Say how many lines in the material below contain the word "isbister", giving the number alone.

(Records for processing)
──────────────────────────────

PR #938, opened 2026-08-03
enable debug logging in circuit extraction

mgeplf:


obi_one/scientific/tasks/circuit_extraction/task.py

──────────────────────────────

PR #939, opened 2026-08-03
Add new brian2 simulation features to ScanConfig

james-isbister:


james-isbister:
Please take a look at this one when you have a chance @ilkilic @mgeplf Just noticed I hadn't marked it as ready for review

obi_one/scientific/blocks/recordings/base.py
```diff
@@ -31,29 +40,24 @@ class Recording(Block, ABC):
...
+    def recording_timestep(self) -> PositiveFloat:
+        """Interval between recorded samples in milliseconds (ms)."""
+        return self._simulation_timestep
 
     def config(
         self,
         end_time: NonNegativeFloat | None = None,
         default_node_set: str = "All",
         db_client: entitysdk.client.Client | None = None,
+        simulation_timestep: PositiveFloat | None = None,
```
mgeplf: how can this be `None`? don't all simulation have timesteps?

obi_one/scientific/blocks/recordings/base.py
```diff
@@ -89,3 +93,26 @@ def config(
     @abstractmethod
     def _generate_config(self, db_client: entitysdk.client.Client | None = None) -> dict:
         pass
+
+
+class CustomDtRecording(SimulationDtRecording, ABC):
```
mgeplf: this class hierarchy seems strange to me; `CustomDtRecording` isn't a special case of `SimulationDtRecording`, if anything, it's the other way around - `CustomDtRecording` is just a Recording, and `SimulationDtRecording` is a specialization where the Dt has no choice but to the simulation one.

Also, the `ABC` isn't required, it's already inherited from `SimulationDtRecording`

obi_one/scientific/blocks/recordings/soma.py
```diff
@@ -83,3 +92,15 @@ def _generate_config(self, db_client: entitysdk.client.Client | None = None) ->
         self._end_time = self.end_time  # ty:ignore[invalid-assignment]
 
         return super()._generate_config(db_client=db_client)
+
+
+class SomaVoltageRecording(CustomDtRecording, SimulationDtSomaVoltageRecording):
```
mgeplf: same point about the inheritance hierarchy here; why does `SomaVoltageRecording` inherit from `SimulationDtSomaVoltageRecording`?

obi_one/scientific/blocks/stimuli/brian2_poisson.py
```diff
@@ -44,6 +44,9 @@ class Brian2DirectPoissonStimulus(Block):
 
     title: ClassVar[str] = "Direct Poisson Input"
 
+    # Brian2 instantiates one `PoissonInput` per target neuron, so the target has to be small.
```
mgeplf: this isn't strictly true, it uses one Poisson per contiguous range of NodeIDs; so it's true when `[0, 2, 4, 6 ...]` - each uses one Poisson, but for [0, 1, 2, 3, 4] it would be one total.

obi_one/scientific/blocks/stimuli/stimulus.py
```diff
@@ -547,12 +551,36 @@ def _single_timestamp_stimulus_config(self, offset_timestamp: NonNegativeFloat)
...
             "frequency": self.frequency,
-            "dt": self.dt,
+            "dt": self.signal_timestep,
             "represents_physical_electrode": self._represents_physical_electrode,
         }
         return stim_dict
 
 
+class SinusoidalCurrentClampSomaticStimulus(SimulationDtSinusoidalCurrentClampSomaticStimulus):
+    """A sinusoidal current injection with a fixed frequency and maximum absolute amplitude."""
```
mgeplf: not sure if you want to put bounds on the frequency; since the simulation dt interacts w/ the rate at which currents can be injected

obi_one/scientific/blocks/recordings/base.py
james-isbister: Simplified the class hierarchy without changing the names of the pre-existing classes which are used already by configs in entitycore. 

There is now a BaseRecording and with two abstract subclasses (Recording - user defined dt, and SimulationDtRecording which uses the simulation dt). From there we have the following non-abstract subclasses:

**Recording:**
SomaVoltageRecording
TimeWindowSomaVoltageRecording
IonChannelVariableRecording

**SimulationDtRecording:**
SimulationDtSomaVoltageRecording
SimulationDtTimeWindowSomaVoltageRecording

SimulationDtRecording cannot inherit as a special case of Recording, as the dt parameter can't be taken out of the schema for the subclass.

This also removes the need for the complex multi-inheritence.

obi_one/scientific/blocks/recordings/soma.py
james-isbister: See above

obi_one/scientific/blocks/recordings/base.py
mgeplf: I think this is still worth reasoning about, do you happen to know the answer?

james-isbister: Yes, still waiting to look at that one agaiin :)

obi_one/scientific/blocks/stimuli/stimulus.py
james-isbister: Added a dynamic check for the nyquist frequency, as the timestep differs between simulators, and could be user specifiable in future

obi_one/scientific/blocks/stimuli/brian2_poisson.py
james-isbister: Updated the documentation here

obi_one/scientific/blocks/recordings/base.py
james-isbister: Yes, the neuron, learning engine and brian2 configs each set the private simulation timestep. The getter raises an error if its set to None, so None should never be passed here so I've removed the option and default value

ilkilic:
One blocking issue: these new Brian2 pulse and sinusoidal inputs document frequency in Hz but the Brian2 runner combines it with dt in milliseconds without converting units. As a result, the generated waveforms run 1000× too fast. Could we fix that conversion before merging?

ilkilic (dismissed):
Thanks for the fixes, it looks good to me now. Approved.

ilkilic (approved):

──────────────────────────────

(Answer to this task) 8